| Exercise input |
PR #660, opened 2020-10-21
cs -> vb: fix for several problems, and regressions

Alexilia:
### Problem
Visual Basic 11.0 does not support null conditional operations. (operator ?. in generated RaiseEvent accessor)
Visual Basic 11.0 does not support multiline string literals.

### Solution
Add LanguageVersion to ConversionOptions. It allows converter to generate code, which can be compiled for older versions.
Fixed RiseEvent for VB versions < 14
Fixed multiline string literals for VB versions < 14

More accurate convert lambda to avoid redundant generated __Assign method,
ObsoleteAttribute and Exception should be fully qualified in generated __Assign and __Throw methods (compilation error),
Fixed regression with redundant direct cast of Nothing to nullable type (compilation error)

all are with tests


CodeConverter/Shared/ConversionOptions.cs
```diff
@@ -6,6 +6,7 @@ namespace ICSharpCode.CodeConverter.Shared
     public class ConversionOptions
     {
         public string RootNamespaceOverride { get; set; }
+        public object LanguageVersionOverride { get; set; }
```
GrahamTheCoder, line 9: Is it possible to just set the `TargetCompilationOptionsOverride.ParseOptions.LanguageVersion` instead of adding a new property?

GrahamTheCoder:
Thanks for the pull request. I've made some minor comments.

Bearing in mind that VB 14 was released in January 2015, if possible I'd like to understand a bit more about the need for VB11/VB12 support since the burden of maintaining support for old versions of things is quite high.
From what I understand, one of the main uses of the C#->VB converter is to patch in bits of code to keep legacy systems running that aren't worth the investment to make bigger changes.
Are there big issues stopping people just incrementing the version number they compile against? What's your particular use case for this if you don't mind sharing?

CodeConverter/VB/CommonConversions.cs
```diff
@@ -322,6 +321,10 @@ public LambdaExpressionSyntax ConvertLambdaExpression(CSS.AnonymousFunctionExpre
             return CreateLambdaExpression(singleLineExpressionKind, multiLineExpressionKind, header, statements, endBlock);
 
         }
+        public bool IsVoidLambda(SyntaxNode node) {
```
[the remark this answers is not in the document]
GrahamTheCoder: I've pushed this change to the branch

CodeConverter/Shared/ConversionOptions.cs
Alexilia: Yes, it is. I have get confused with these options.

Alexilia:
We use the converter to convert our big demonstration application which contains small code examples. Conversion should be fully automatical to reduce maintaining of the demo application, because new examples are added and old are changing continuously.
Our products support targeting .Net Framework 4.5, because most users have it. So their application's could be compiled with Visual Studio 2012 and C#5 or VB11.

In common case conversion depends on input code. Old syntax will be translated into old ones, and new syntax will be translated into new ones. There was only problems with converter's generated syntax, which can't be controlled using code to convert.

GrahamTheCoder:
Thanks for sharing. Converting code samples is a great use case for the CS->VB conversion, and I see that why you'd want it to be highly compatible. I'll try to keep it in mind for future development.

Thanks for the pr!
==
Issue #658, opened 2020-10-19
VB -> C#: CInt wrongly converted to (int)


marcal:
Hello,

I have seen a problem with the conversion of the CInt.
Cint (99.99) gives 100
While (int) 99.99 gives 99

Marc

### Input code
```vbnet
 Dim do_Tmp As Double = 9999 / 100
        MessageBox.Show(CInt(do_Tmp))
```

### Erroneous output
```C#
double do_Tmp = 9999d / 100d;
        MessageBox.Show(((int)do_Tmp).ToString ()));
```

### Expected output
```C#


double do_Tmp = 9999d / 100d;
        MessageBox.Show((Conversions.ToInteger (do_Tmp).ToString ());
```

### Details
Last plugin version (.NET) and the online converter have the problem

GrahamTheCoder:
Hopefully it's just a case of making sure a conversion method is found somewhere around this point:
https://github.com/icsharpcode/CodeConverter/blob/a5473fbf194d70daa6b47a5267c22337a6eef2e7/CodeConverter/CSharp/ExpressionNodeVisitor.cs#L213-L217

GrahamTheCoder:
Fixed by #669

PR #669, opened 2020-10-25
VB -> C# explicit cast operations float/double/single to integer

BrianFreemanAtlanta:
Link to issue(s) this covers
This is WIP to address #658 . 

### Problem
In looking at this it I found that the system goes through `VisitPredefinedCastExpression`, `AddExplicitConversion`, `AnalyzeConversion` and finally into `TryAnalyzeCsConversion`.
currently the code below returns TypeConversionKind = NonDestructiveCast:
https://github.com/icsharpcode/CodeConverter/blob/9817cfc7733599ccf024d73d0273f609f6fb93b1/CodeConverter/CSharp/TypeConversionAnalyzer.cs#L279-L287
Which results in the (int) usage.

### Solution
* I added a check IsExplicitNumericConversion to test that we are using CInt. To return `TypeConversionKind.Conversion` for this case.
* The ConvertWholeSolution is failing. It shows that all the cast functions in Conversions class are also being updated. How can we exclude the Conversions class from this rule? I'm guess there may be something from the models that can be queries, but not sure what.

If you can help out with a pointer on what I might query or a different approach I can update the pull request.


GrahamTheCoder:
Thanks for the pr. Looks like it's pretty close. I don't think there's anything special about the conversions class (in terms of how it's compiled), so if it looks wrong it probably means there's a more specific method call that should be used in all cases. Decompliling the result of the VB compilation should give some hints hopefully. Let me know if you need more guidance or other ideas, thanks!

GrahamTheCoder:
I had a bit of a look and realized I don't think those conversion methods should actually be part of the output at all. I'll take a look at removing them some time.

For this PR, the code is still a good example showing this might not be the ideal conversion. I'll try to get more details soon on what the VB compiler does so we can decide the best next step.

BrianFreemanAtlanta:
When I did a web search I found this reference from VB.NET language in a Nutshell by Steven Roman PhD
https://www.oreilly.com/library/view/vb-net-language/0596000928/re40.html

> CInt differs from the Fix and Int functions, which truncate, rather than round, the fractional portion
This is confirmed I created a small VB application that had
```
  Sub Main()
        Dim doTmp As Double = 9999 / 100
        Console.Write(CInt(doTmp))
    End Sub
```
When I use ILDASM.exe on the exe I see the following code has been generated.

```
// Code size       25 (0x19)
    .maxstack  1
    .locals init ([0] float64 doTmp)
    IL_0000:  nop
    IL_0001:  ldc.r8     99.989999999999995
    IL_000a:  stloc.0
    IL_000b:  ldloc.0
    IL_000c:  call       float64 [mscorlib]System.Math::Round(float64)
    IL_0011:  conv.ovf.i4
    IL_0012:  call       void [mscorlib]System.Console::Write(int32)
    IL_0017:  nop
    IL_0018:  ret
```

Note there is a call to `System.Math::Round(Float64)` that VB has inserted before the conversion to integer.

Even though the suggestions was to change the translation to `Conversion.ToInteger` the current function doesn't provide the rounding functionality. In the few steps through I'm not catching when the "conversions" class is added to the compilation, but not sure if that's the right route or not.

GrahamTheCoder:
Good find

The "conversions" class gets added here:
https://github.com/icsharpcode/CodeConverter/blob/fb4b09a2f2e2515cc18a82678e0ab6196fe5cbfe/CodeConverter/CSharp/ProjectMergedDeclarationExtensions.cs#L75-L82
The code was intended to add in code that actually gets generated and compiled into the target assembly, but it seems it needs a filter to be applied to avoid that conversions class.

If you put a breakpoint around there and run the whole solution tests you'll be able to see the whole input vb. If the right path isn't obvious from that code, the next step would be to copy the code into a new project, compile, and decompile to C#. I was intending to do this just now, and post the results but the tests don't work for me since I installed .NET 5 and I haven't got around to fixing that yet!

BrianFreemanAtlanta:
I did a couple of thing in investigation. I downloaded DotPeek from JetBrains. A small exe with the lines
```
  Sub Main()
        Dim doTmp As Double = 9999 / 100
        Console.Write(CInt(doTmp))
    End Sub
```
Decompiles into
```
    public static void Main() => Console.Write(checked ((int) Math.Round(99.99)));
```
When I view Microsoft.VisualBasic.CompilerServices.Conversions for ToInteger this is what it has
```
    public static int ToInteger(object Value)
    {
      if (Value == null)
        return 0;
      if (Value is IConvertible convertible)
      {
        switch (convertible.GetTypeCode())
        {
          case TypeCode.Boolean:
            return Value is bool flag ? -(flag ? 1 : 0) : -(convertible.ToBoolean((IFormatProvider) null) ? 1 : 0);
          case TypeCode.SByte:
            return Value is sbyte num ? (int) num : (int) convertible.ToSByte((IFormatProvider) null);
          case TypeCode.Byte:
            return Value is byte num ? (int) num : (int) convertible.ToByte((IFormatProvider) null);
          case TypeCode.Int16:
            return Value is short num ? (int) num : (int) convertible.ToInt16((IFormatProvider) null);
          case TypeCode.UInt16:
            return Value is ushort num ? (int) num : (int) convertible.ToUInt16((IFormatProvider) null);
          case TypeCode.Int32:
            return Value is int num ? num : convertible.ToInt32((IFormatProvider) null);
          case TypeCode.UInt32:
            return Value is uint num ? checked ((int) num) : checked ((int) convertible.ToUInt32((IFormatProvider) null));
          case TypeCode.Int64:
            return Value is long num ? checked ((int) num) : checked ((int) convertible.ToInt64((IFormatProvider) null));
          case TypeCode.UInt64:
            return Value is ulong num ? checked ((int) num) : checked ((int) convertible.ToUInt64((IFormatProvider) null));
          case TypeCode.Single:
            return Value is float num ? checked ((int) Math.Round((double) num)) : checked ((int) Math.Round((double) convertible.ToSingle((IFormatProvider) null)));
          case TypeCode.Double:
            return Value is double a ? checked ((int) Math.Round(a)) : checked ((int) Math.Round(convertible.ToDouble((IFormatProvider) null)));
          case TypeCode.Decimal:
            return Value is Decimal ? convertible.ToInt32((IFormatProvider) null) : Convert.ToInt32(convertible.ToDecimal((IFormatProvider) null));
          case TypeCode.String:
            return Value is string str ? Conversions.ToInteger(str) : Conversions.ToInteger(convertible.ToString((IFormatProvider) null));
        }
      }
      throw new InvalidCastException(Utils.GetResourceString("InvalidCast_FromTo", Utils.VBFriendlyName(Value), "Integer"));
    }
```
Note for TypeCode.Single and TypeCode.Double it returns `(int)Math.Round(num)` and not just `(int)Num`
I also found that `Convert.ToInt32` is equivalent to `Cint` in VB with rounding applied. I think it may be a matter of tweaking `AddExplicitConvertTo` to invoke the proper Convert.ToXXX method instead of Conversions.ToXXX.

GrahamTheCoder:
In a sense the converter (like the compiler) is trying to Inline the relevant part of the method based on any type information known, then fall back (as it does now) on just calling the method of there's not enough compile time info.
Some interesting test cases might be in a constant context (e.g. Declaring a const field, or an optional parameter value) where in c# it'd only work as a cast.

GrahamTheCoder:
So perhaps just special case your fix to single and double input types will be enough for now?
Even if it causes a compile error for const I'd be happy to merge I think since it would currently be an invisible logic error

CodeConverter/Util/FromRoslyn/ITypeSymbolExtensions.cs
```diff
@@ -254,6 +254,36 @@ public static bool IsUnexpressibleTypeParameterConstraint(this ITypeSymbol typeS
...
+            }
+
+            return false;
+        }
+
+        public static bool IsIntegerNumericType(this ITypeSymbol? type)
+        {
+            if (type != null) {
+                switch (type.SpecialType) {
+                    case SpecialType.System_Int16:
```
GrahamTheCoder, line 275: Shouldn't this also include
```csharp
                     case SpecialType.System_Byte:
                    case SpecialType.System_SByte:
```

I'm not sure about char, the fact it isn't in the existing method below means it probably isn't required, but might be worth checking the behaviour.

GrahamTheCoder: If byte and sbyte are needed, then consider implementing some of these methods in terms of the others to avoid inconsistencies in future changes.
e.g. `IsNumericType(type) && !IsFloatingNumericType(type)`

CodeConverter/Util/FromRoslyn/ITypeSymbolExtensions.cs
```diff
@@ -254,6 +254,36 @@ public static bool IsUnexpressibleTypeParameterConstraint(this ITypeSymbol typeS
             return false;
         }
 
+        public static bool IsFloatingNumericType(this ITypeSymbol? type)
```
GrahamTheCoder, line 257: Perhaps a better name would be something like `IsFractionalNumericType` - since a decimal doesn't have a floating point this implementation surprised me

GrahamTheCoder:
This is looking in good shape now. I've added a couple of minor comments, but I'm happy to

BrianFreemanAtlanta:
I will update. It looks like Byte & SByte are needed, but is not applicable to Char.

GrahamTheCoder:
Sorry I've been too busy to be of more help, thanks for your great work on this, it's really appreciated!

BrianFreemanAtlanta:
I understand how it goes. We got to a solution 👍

| Problem to solve |
Count, in the data above, the lines that hold "great". Return only that count.

| Written solution |
2